___ Dataset records
PR #1209, opened 2020-10-04
Markdown support (alternative to Gherkin)

aslakhellesoy:
## Summary

This PR adds support for Markdown as an alternative to Gherkin

## Details

The Gherkin lexer/tokenizer has been modified to recognise Markdown. This has been done by adding a new dialect named `md`.

The idea is that the rest of the toolchain remains mostly unchanged:
- The parser is the same
- Cucumber is the same (except it needs to modify the glob logic to load both `**/*.feature` and `**/*.md`)
- Formatters are mostly the same

The biggest change will be in the HTML formatter - or more specifically in `@cucumber/react`. It needs a whole new way to render documents:

* Use a Markdown library to render the *source* instead of our own custom React components to render a `GherkinDocument` AST.
* Decorate the rendered Markdown DOM with results, attachments etc from other messages

## Motivation and Context

Adding prose, diagrams and other rich markup to Gherkin documents is cumbersome at best. 

Although the Gherkin grammar doesn't make it explicit, you can put *anything* in the description section of a `Feature`, `Scenario`etc, and some formatters (such as `@cucumber/react` / `html` formatter) will process this as Markdown.

In other words, it's possible to put small snippets of Markdown inside a Gherkin document.

This isn't how people work with Markdown. If you want to use Markdown, it's much more natural if the entire document is Markdown. This give you more flexibility to write a *readable document*.

We use existing Markdown constructs to recognise scenarios:

* `##` is a `Scenario`
* `###` is `Examples`
* `*` (list item) is a step (`Given`, `When`, `Then`)

## Types of changes

## Checklist:


aslakhellesoy:
Here is an example of how this works in Cucumner-JVM - https://github.com/cucumber/cucumber-jvm/pull/2140

image

mpkorstanje:
What happens if I put more information in markdown document then just scenarios? Like for example if I were to have scenarios at a different heading then `h2`? Or if I were to have documentation at a scenario heading. Or if I were to have a folder of `.md` files some with features, some with just text.

```md
Hello world
===========

Lorem ipsum dolor sit amet, consectetur adipiscing elit, sed do eiusmod
tempor incididunt ut labore et dolore magna aliqua. Ut enim ad minim veniam,
quis nostrud exercitation ullamco laboris nisi ut aliquip ex ea commodo
consequat.

## The world is round

Duis aute irure dolor in reprehenderit in voluptate velit esse cillum dolore eu
fugiat nulla pariatur.

### Scenario: Something about math
 * step one
 * step two
 * step three

### Scenario: Something about gravity
 * step one
 * step two
 * step three

## The world is wet

Excepteur sint occaecat cupidatat non proident, sunt in
culpa qui officia deserunt mollit anim id est laborum.

### Scenario: Something about chemistry
 * step one
 * step two
 * step three

### Scenario: Something about weather
 * step one
 * step two
 * step three

## Recommended accommodations

Vivamus eget magna eros. Mauris feugiat elit a lectus vulputate eleifend
a sed nulla. 

### If you are adventurous

Nunc sed auctor sem. Quisque vitae ligula commodo quam
vehicula mollis ut at magna. 

### Only in 2020

ed semper feugiat turpis in vulputate. Praesent varius
leo a enim sollicitudin lobortis. Nam a gravida ex. Nulla
interdum orci purus, vitae pellentesque lorem ultricies ac. 

## Tourist attractions

 Pellentesque efficitur turpis lorem, in tempor metus varius vitae. Proin
lectus dolor, luctus eget pulvinar vitae, commodo nec sapien. Donec
mattis quis mi sit amet auctor.

```

With that in mind I would strongly recommend a separate parser for Gherkin in Markdown. It will make evolving and experimenting with the parser easier. It also removes some of the edge cases that are leaking out of the parser abstraction and into other parts right now (e.g. the json file not being usable to generate annotations).

aslakhellesoy:
> What happens if I put more information in markdown document then just scenarios?

These lines would just be ignored by the scanner. Probably marked as `Empty`.

> Like for example if I were to have scenarios at a different heading then h2?

I've added `GHERKIN_MARKDOWN.md` which describes the proposed syntax in more detail. Scenarios would only be recognised with `##` or possibly `###` if the `##` above is interpreted as a rule. 

> Or if I were to have a folder of .md files some with scenarios, some with just documentation.

I'm not sure. If the user doesn't specify what files to include, we could just parse them all. The "documentation" ones might end up having a lot of "undefined" scenarios. If that becomes a hassle we could come up with a more restrictive syntax to reduce the likelihood of this happening.

> With that in mind I would strongly recommend a separate parser for Gherkin in Markdown.

Maybe. I think it's too early to make this decision. It's an investment I would like to defer until we have more data. If we can make this work without writing a new parser I would prefer that.

mpkorstanje:
There were two ideas that underpinned my questions.

1. The proposed markdown syntax is very inflexible. Why should I define my scenarios always at `h2`. I'm writing a document that contains features, not a feature file that happens to look like markdown. There seems to be no point in using markdown otherwise.

2. The implementation is a feature file with different keywords that happen to intersect with markdown but isn't actually markdown. The Gherkin markdown parser should accept all valid markdown documents but only provide pickles if there are indeed scenarios contained within. Currently the parser will reject anything that isn't structured like a feature file.

aslakhellesoy:
> Why should I define my scenarios always at `h2`

I think it's important that users understand what's regarded as a scenario. The parsing rules must be easy to retain and understand for humans. If we make this flexible, as you seem to suggest, I think it will be harder for people to retain and understand the parsing rules.

Gauge is a tool inspired by Cucumber that has supported Markdown from the start. It's not as popular as Cucumber, but it seems to have a healthy user base. I take this as a sign that the Markdown syntax they have settled for works for end users, and that it would be safe for us to adopt a similar (or perhaps identical) syntax. [Gauge defines a scenario as a h2](https://docs.gauge.org/writing-specifications.html#scenario).

In order to support the alternative syntax for h2 (text underlined with `-----`) we'd need a more advanced parser. I'd like to try with a 3rd party commonmark parser when/if we decide to add support for this. But as I said above, I think we can defer this until we have more feedback.

> Currently the parser will reject anything that isn't structured like a feature file.

Yes, I think we need to improve the Markdown parser to be more tolerant of documents that don't use the Gherkin structure.

gherkin/GHERKIN_MARKDOWN.md
```diff
@@ -0,0 +1,38 @@
...
+The rules are as follows:
+
+- `#` - Feature
+- `##` - Scenario, Background or Rule, depending on context
+- `###` - Examples, Scenario or Background, depending on context
+- `####` - Examples
+- `* {Keyword}` - Given, When, Then, And and But
+- `|` - Tables (DataTable and ExamplesTable)
+- `\`\`\`` - DocString
+- `>` - prefix for @tags
```
slavcodev, line 15: The quotes may be not very appropriate for tags, they maybe useful for descriptions of feature or scenarios.

Please consider to allow tags in html comments, especially for features, e.g.

```
<!-- @tag @wip -->
# Feature

<!-- @foo -->
## Scenario
```

aslakhellesoy: Using `>` for descriptions of scenarios and features wouldn't be necessary. You'd just use normal paragraphs for that:

```markdown
## This is a scenatio
This is the description
over a few lines...

* a step
* another step
```

Are there other reasons we want to consider something else than `>` to prefix tags?

If we put tags inside HTML comments, they won't be rendered once the Markdown is converted to HTML, and I think most users would expect them to be rendered.

mpkorstanje:
> If we make this flexible, as you seem to suggest, I think it will be harder for people to retain and understand the parsing rules.
> I take this as a sign that the Markdown syntax they have settled for works for end users, and that it would be safe for us to adopt a similar (or perhaps identical) syntax.

I'm not making it flexible. I'm expecting it to be flexible because is called Markdown. The example is meant to illustrate that. Gauge on the other hand is using the `.spec` extension. This avoids the problems of mixing markdown and specifications and manages the expectations.

aslakhellesoy:
One idea is to define scenarios like this:

```markdown
Bla bla

# Feature: Addition

Bla bla

## Scenario: 2+3

Bla bla

* Given I have entered 2

Bla bla

```

People could use any number of `#` we match based on `Scenario`. This also allows internationalising the markdown parsers.

I think this kind of “overlaying” Gherkin on top of Markdown might work better.

It addresses the concern you had about pure documentation documents.

It also makes it easy for authors and consumers to spot more easily what parts of the documentation is executable.

I also think this would be easy to implement.

gherkin/GHERKIN_MARKDOWN.md
slavcodev: Sorry, I maybe not very clear with my bad English. I did not mean `>` as marker for feature description, I mean `>` is a quote in markdown and I imagine I would want to add some quotes in the document which describes the a feature.

> If we put tags inside HTML comments, they won't be rendered once the Markdown is converted to HTML, and I think most users would expect them to be rendered.

Yeah, this is what I also came to after thinking more about my proposal. 

In general I think the `>` is fine (if parser will look tags which starts with `@` in the quotes).

The only thing that unclear to me, is the parser going to look for tags before `# Feature` or after? Because I think the quotes before level 1 header is not how we usually write the documents.

aslakhellesoy: Yeah, I think it would look better if the tags came after the heading. However, that changes the grammar a bit and might complicate things.

This could work:

```markdown
# @foo @bar
# Feature: Hello
According to research:
> Water boils at 200C

## @zap
## Scenario: Hello
```

It admittedly looks a bit weird in Markdown and the default rendering, but we could style it so that `# @tag` headers are rendered more like small tags above the real header.

aslakhellesoy:
Here is a summary of what's in this PR so far:

A TypeScript implementation with the following features:

## `@cucumber/gherkin`

* [x] A `MarkdownTokenMatcher` which is used when parsing `.md` documents.
  * Modification of the original `TokenMatcher`, but handles Markdown syntax.
* [x] The `GherkinStreams.fromPaths` function will use `TokenMatcher` or `GherkinTokenMatcher` based on each file's extension.
  * This allows users to adopt Markdown gradually, one file at a time
  * Markdown handling is encapsulated, so Cucumber should be able to use this without modification except for changing the glob used to find feature files: `*.{feature,md}`
  * Formatters work as before - even `@cucumber/react` - it will simply render the Gherkin parts of the Markdown document as a Gherkin document (stripping away everything else).

I haven't added support for tags yet as I am still undecided about syntax.
What about simply using an [indented code block](https://github.github.com/gfm/#indented-code-blocks)?

```markdown
    @foo @bar
# Feature: hello
```

## `@cucumber/react`

* [x] A new `<MarkdownDocument>` React component
  * Renders the document with `react-markdown` and overlays results from the message stream.
    * The implementation differs from `<GherkinDocument>` in that it uses the
      source to render the document, and doesn't use the AST at all.

## `@cucumber/fake-cucumber`

* [x] Can execute Markdown documents: `fake-cucumber file.md`

## `@cucumber/compatibility-kit`

* [x] Example with Markdown
* The generated ndjson messages are used in the Storybook example for `<MarkdownDocument>`

Here is a screenshot:

Screenshot 2021-02-09 at 23 54 18


After a bit more polish I wonder if I should merge this to master and release it. It could be used in cucumber-js for a while to test out the waters.

Is this something you see yourself using? What benefits and what challenges do you see?

---

Markdown documents can have "executable" sections that Cucumber runs.
A Scenario is `## Scenario: hello`, a step is a `* Given I have 42 cukes`
etc. 

The idea with this is to make it possible to build a **collaborative living documentation wiki**. 
Documents can be a combination of Markdown or Gherkin. Markdown documents
use the GFM flavour, which is sufficient for fairly rich documents.

Documents can be browsed, searched and navigated easily. Various revisions
can be examined. Collaborative editing is just a click away.

This allows for an interactive and collaborative experience when working
with living documentation.

The freedom of Markdown enables users to write better and more engaging living documentation.
It's even possible to use a WYSIWYG editor like [ProseMirror](https://prosemirror.net/) 
or Quill to do this.

Results would not be instantaneous - but the editor would allow saving directly to
Git, and update itself when results come in after CI has run them.

mpkorstanje:
# Proposal

Use the extension `.feature.md` for all gherkin-markdown files.

## Motivation
 * Cucumber JVM by default scans the entire classpath for `.feature` files by default. This is reasonably safe. This is not true for `.md`. 
 * Existing syntax highlighters\will be able to highlight a reasonable representation `.feature.md` and can be extended to more specific support later on.
 
 ## Alternatives

Keep using `.feature` and use a pragma, to determine the syntax used:

```
 #flavour  markdown
```

This would cover #1, but not #2.

aslakhellesoy:
I think it's essential that Markdown documents can be rendered by existing Markdown tooling (such as GitHub). It's kind of the whole point. We can provide a *better* Markdown renderer (which also displays results), but standard ones also need to work.

This means the files have to end with `.md` - existing Markdown tools won't know how to render a `.feature` file as Markdown. I think that's a show stopper. WDYT @sebrose ?

My intention is that the parser will process arbitrary `.md` documents (even ones without any Gherkin in them) and produce empty ASTs and pickles.

If we manage to do that, what problems do you see just keeping the extension `.md` (as opposed to `.feature.md`) @mpkorstanje ?

davidjgoss:
This looks really good!

I think the `.feature.md` convention would be a nice balance. As well as the better specificity for classpath scanning and default globs, editors could use it as signal to try to provide type assistance for steps and "run" buttons inline, like they do with feature files.

mpkorstanje:
> My intention is that the parser will process arbitrary .md documents (even ones without any Gherkin in them) and produce empty ASTs and pickles.
> If we manage to do that, what problems do you see just keeping the extension .md

To be fair, just because I don't see problems doesn't mean they don't exist  So you'd have to turn the argument around and come up with a solid reasoning why it won't run into problems

However by not being explicit we can run into all sorts assumptions. Most of which we can't know about. So in principle it's better to be explicit.

But some ideas:
 - An arbitrary feature could be a feature that was intended to be valid but isn't actually valid. The parser can't throw a parse error because you intended to ignore regular markdown files.
 
 Now we can't tell the user and they'll be left wondering why their in their mind valid feature isn't being executed.

- I think all files read are published as events (test source read event, don't know the proto equivalent).

These events are scooped up by various plugins. Scooping up all markdown files and publishing them could result in an unintentional leak of information.

gherkin/GHERKIN_MARKDOWN.md
```diff
@@ -0,0 +1,42 @@
+# Gherkin Markdown
+
+Gherkin Markdown lets you write Cucumber scenarios in Markdown. Plain and simple.
+
+Gherkin Markdown is not a Markdown dialect per se, but rather a set of rules for
+parsing scenarios from any Markdown document.
+
+The parsing rules are as follows:
+
+- `#` - Feature
```
tooky, line 10: Does this only support the `#` syntax for specifiying H1? or also the underline syntax?

e.g.

```
An H1
====
```

Would that also be matched as a feature?

aslakhellesoy: Not at this time - implementing support for the underline syntax would be too hard for the current line-oriented parser.

cbliard:
> [...] it's much more natural if the entire document is Markdown. This give you more flexibility to write a readable document.

I like the initial idea of letting people write a markdown document, and add examples where they see fit. I like how it is rendered. 

Meanwhile having a mapping h1 <-> feature and h2 <-> scenario puts a big constraint on the markdown document expected to be produced. If there is a 1-1 mapping between a feature markdown file and its feature file counterpart, then that trumps the initial goal of being flexible.

As I'd expect an example to appear at any point in the markdown document, an alternative approach could be to locate those examples, and then backtrack the last seen header as a scenario name. If there are multiple examples in the same section, then the scenario name can be suffixed with a number to differentiate them.

And for the `Feature:` level, I understand it was needed with the feature file to give it a title and some structure, but would it still necessary for a markdown feature file? And what happens if there are multiple h1? That means the markdown file maps to multiple feature?

Not thought about tags and datatable so far.. I'd love to have feedback.

aslakhellesoy:
> Meanwhile having a mapping h1 <-> feature and h2 <-> scenario puts a big constraint on the markdown document expected to be produced.

@cbliard the number of `#` in a header is insignificant. The following documents will create the same Gherkin ASTs:

```md
# Some heading ignored by the parser
## Feature: a feature
### Scenario: A scenario
Bla bla

* This is
* a bullet list 
* ignored by Gherkin

Bla bla
* Given this is picked up by Gherkin
* Then some more Gherkin
```

And this:

```md
## Some heading ignored by the parser

#### Feature: a feature

## Scenario: A scenario
Bla bla

* This is
* a bullet list 
* ignored by Gherkin

Bla bla
* Given this is picked up by Gherkin
* Then some more Gherkin
```

> And for the Feature: level, I understand it was needed with the feature file to give it a title and some structure, but would it still necessary for a markdown feature file?

Yes, a single header with `# Feature:`, `## Feature:` etc. is required. We can look at making this optional (or allow multiple) in a later version.

cbliard:
> @cbliard the number of `#` in a header is insignificant. The following documents will create the same Gherkin ASTs:

Great! I was fooled by the initial description:

> We use existing Markdown constructs to recognise scenarios:
>
> * `##` is a `Scenario`
> * `###` is `Examples`
> * `*` (list item) is a step (`Given`, `When`, `Then`)

> Yes, a single header with # Feature:, ## Feature: etc. is required. We can look at making this optional (or allow multiple) in a later version.

Fair enough

aslakhellesoy:
Jon Acker suggested looking at https://concordion.org/extensions/java/markdown/

Also suggested for tags:

```
`@foo` `@bar`
# Feature: hello
```

aslakhellesoy:
This is now ready for review!

The `@cucumber/react` code still needs a bit of work before this can be merged - I'm interested in a review of the other parts though!

aslakhellesoy:
In order to finish this we have to wait for https://github.com/remarkjs/react-markdown/pull/588 to be merged and released.

aslakhellesoy (commented):
Reviewed with @aurelien-reeves and @mattwynne

* Call it "Markdown with Gherkin" (MdG)
  * Rename token matcher
* Document why we're not matching dialect (has to be set globally by cucumber, see cucumber-js has a command line option for this).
______
Work order
Word for word, restate the lines above from the line containing "These lines would" through the line containing "1. The proposed", with both included and nothing else.

Answer space
These lines would just be ignored by the scanner. Probably marked as `Empty`.

> Like for example if I were to have scenarios at a different heading then h2?

I've added `GHERKIN_MARKDOWN.md` which describes the proposed syntax in more detail. Scenarios would only be recognised with `##` or possibly `###` if the `##` above is interpreted as a rule. 

> Or if I were to have a folder of .md files some with scenarios, some with just documentation.

I'm not sure. If the user doesn't specify what files to include, we could just parse them all. The "documentation" ones might end up having a lot of "undefined" scenarios. If that becomes a hassle we could come up with a more restrictive syntax to reduce the likelihood of this happening.

> With that in mind I would strongly recommend a separate parser for Gherkin in Markdown.

Maybe. I think it's too early to make this decision. It's an investment I would like to defer until we have more data. If we can make this work without writing a new parser I would prefer that.

mpkorstanje:
There were two ideas that underpinned my questions.

1. The proposed markdown syntax is very inflexible. Why should I define my scenarios always at `h2`. I'm writing a document that contains features, not a feature file that happens to look like markdown. There seems to be no point in using markdown otherwise.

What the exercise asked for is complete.